I am an advocate of technical analysis trading. Continually T/A shows great promise and can have it's run of success which is why it perpetuates the notion that it does work. Then it seems just as you leverage up, it fails and wipes you out. Only to get back in sync and start working again as your account has been drained. I went thru this for many years boom and bust. Sophisticated math became my pursuit and for years. If the math wasn't complicated to the point of being a classified national security algorithm, then it was not worthy enough to pursue. That was the thought process and having exhausted all those avenues as well it was still hit and miss. Make no mistake we are not just talking about obtaining and edge to be profitable but seeking perfection of understanding price movement. Luckily some of the discovered algorithms had runs of profitability which helped to finance research and keep the discovery process alive. Finally the culprit was discovered, the one ingredient which kept poisoning the process. Math itself is thought to be perfect, then why when applied to market data did it fail. The answer is that the math was being tainted with the input of time. Consider taking the time out of the data and now math can do it's job consistently. Mark
Is not time a defacto ingredient of all "plans" by the very definition of the word and reality itself?

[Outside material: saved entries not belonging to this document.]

PR #2888, opened 2019-04-08
Fix race condition around `sharedJschSession`

artembilan:
https://build.spring.io/browse/INT-MASTER-1481

The `SftpSession.connect()` may lead to race condition when we try to
open the `channel`, but `JschSession` is closed already.
It may happen in cases when we have `DefaultSftpSessionFactory`
configured for the `isSharedSession` and that shared session may be
closed by another thread before we reach the `channel.connect()`,
because we already have left the `this.sharedSessionLock` blocking path

**Cherry-pick to 5.1.x**


garyrussell:
Cherry-picked as ad8d8367b9060c488f2db838a800dbff5d2442e2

Interestingly if one were to attempt to use a random process to predict random data, "coincidences" would be observed to appear and just as abruptly disappear open your eyes https://en.wikipedia.org/wiki/Coincidence https://en.wikipedia.org/wiki/Cherry_picking_(fallacy) https://en.wikipedia.org/wiki/Confirmation_bias https://en.wikipedia.org/wiki/Cognitive_inertia https://en.wikipedia.org/wiki/Denial https://en.wikipedia.org/wiki/Cognitive_bias_mitigation
It's not time, it's the math. Time is just the dimension in which change takes place. And the markets are constantly changing. Unless the mathematics is designed to be adaptive to market changes, it will eventually fail no matter how sophisticated it is.
Great links, I just love this one paragraph from the cognitive inertia link. One example of cognitive inertia concerns managers at the Polaroid corporation, whose belief that the company could not make money on hardware but only on consumables led them to neglect the growth in digital imaging technologies; because the trend was denied by the prevailing "mental model" of the business, the corporation failed to adapt effectively to market changes
Do not try and change the time, that's impossible. Instead, only try to realize the truth...there is no time.
I think that when time is eliminated from the display of market data we find that the data is much more stable and reveals itself nearly a constant of definable motions. Those motions cataloged can perfectly define all market movement with no surprises. Now applying math to the data we can get constant and even predictable results.